## TASK ITEM
From the listing below, retype exactly the line holding "should be used.", the line holding "I've been using", and the lines between them; skip everything else.

## MATERIAL SHOWN
PR #333, opened 2015-06-28
Added support of event listeners for blocks

BR0kEN-:
For each block, that converts to HTML, can be added an event listener - callback function with `$block` array as an argument. The one-time listeners are also supported.

Examples are available in modified `README.md`.

### DIFF
--- a/Parsedown.php
+++ b/Parsedown.php
@@ -261,19 +261,28 @@ class Parsedown
         # ~
 
         $markup = '';
+        $onetimeEvents = array();
 
         foreach ($Blocks as $Block)
         {
-            if (isset($Block['type']) and isset($this->EventListeners[$Block['type']]))
-            {
-                foreach ($this->EventListeners[$Block['type']] as $callback) {
-                  $callback($Block);
-                }
-            }
-
             if (isset($Block['hidden']))
             {
                 continue;
+            }
+
+            if (isset($Block['type']) and isset($this->EventListeners[$Block['type']]))
+            {
+                foreach ($this->EventListeners[$Block['type']] as $listener)
+                {
+                    $hash = spl_object_hash($listener['callback']);
+                    $executed = empty($onetimeEvents[$hash]);
+
+                    if ($executed)
+                    {
+                        $listener['callback']($Block);
+                        $onetimeEvents[$hash] = $listener['onetime'] and !$executed;
+                    }
+                }
             }
 
             $markup .= "\n";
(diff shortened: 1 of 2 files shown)


fesor:
This is pretty useful, but why just not add node visitor?

```
class MyTableProcessor extends NodeVisitor
{

    public function leaveTable(array $block) {
        $item = 0;

        // thead and tbody.
        foreach ($block['element']['text'] as &$section) {
             // tr.
             foreach ($section['text'] as &$rows) {
                  $rows['attributes']['class'] = $item++ % 2 ? 'odd' : 'even';
             }
        }
    }
}
```

or at least add visitTable/leaveTable events.

erusev:
@BR0kEN- 

It'd be helpful if you could briefly explain the problem that this solves, thanks.

BR0kEN-:
@fesor, what do you mean? As I know that library have no objects of such type. Please explain your idea.

@erusev, please [read the updated README.md](https://github.com/BR0kEN-/parsedown/blob/master/README.md#event-listeners) from my fork for understanding what event listeners does.

fesor:
@BR0kEN- it is true, without objects for nodes or event without intermediate structure node visitor is almost useless. But event listeners also. Anyway sometimes it will be useful to know that parser get some element and leave it. For example when parsing lists, i want to know when parser visit new list level and when it completes one.

BR0kEN-:
@fesor, I've made a thing that's useful for me and, maybe, another developers. And you're talking about another feature, not related to this. So, I'm not against of implementation, but not in this task.

erusev:
@BR0kEN- 

I'm more interested in specific scenarios that would benefit from the feature.

BR0kEN-:
@erusev, for example, you able to wrap any block with additional HTML or change it attributes or add some styles and javascript if some block present or, if necessary, modify content.

erusev:
@BR0kEN- 

Isn't this easy enough to do through extensions?

(see wiki for more info on extensions)

BR0kEN-:
@erusev, of course, but don't you say that creating additional objects for that is a good way?

fesor:
@BR0kEN- if you need to extend functionality for one single case, extensions is what should be used.

Events system will be very useful for some cases, but without visit/leave or start/complete events, which will allows you to track nested elements, is isn't cover most of possible use cases.

Sommerregen:
@erusev @aidantwoods Any chance to get this merged?

PR #334, opened 2015-07-14
Merge request for CommonMark compliance improvements

anthonywilliams:
Hi,

I've been using ParseDown for some Markdown processing, and wanted to use some CommonMark features that weren't supported.

I've forked the repository and made some changes that improve the conformance to CommonMark. It would be great if you could merge them into the main Parsedown repo.

In order to avoid any breaking changes to existing users, the new features are only enabled when explicitly requested. To enable the preservation of tabs use:

```
$pd=new Parsedown();
$pd->setExpandedTabs(false);
```

To enable the CommonMark HTML block processing use:

```
$pd->setCommonMarkHtmlBlocks(true);
```

I hope you find this a useful patch.

Anthony

### DIFF
--- a/Parsedown.php
+++ b/Parsedown.php
@@ -412,7 +412,7 @@ class Parsedown
 
     protected function blockFencedCode($Line)
     {
-        if (preg_match('/^(['.$Line['text'][0].']{3,})[ ]*([\w-]+)?[ ]*$/', $Line['text'], $matches))
+        if (preg_match('/^(['.$Line['text'][0].']{3,})\s*([\w-]+)?\s*$/', $Line['text'], $matches))
         {
             $Element = array(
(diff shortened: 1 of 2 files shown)


aidantwoods:
@anthonywilliams any interest in updating this for the latest `master`? :)

There were some changes merged already that should mean we are now doing HTML blocks per CommonMark spec by default. 
From your changes, we probably also want to be preserving tabs by default (I can't foresee any major probalems with moving towards CommonMark in that regard). If it turns out that preserving tabs causes some unforeseen breakage then we can gate it behind strict mode instead of it being default, I think we should try matching spec first though :)

anthonywilliams:
I'll take a look in a couple of weeks. No free time just now.

PR #336, opened 2015-07-20
Use late static binding for Parsedown::instance()

hkdobrev:
Fixes erusev/parsedown-extra#67.

This introduces PHP 5.3+ late static binding to the Singleton pattern in Parsedown.
It will return an instance of Parsedown which inherits the class which called the `instance()` method rather than always returning instance of just `Parsedown`.

Tests are testing this feature with a test class which inherits from Parsedown.
Notice that calling `instance()` with the default arguments after an instance of `Parsedown` was already created, it will return it even though it is from just an instance of `Parsedown`. So this is fixing the problem just partially.

### DIFF
--- a/Parsedown.php
+++ b/Parsedown.php
@@ -1475,7 +1475,7 @@ class Parsedown
             return self::$instances[$name];
         }
 
-        $instance = new self();
+        $instance = new static();
 
         self::$instances[$name] = $instance;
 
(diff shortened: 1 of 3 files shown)


mzeis:
@erusev Do you consider tagging a new version so `Parsedown` can be extended using an official release of `erusev/parsedown`? That would be great. Thanks!

erusev:
@mzeis done

mzeis:
Perfect, thanks!

PR #340, opened 2015-07-27
Improved extensibility by adding hooks which allow custom methods to be added without inheritance.

jaw-sh:
I have made Parsedown capable handling closures as a substitute for hard-defined methods.

There are two parts to this change.

1. A new protected property, `$elementClosures`.
2. A new method, `getElementMethod`, and 5 accessory methods that tie into this method. This will return one of three data types.
  - `void`, when the method is not found.
  - `Array` with the contents `[ 0 => $this, 1=> $methodName ]`.
  - `Closure`, where the requested method name exists as a key in `$elementClosures`.
3. Modifying the extremely large (and private!) methods `lines` and `line` to use the accessory methods when checking for a method / calling the method.

If you're wondering why this needs to be done, instead of just inheriting the Parsedown class and adding whatever the hell you feel like, here is an example.

I'm building a class called Eightdown, which inherits Parsedown, but itself is what's called a Facade. This package is meant for the Laravel framework, and the purpose of these Facades is to act as an API between specific libraries (Parsedown) and the application. The Facade provides a set of ambiguous methods which makes it very easy to have a single instance of code interact with multiple libraries. If I replaced Parsedown with something else, it would affect the actual application very little.

So to allow this to work with Parsedown, it needs to be able to handle supplied closures that extend or modify its feature set. This is what I have provided.

You can see an example of how the Facade interacts with the code here:
https://github.com/infinity-next/eightdown/blob/master/src/Traits/ParsedownExtensibility.php


rhukster:
I'm actually running into the exact same problem.  I'm the lead dev of the Grav CMS and we use Parsedown for our Markdown support, however we have lots of requests to provide our plugin support to also allow adding new functionality to Parsedown.  Extending is not an option at runtime, and I have a proof of concept working with **Inline** types without issue, however **Block** types are a problem because the **Line** method is 1) Private and 2) has `method_exists()` checks for `Continue` and `Complete` methods, which as you say are not going to find methods that have been added via closures and rely on a `__call()` to initiate them.

I propose a simpler less invasive solution:

1) Make Lines `protected` to let a subclass modify if needed (optional but why not)
2) Make 2 new `protected` methods: `isBlockContinueable($type)` and `isBlockCompleteable($type)`.  That way we can override these methods to look for a local state or check if the method_exists() as it does now.  Update `Lines` to use these.

I will submit a PR shortly...

hkdobrev:
Extensibility with protected methods was chosen over adding hooks. See #74. Certainly, @erusev opinion on that would be more useful.

PR #357, opened 2015-10-20
Parsedown library shouldn't be executable

donatj:
I was doing a little security inventory and found Parsedown.php to be executable. 

As it's not shell executable, it should not be.


erusev:
@hkdobrev could u share ur opinion on this

hkdobrev:
:+1: It should not be executable. It doesn't have a shebang and it's not structured to be executed directly. `php Parsedown.php` could make sense, but it would work with 0644 as well. https://github.com/erusev/parsedown/pull/275 purpose is to provide an executable CLI tool.

cebe:
:+1:

erusev:
thanks @donatj for the PR and thanks @hkdobrev and @cebe for the expressed opinions

PR #361, opened 2015-10-31
remove PHP 7.0 from allow failures in tests + improve readme

grogy:
From history in Travis-CI I see that this library is stable for use with PHP 7.0. And PHP 7 is coming soon.. :-)

### DIFF
--- a/.travis.yml
+++ b/.travis.yml
@@ -12,5 +12,4 @@ php:
 matrix:
   fast_finish: true
   allow_failures:
-    - php: 7.0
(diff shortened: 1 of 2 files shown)


hkdobrev:
:+1: 

Another thing is that `hhvm-nightly` is no longer supported for undisclosed time, so we could remove it from Travis tests.

grogy:
@hkdobrev thanks for your comment. I agree with your opinion about hhvm-nightly.

PR #372, opened 2015-12-17
Simple changes to make Parsedown more pluggable

rhukster:
An alternative and simpler approach to make Parsedown able to support plugins that extend functionality without requiring extending the class.  I outlined this approach in the comments of PR #340.

My approach is simpler and less invasive but allows for the ability to dynamically add methods to Parsedown by overriding the new `isBlockContinueable` and `isBlockCompleteable` methods.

## EXERCISE SOLUTION
@BR0kEN- if you need to extend functionality for one single case, extensions is what should be used.

Events system will be very useful for some cases, but without visit/leave or start/complete events, which will allows you to track nested elements, is isn't cover most of possible use cases.

Sommerregen:
@erusev @aidantwoods Any chance to get this merged?

PR #334, opened 2015-07-14
Merge request for CommonMark compliance improvements

anthonywilliams:
Hi,

I've been using ParseDown for some Markdown processing, and wanted to use some CommonMark features that weren't supported.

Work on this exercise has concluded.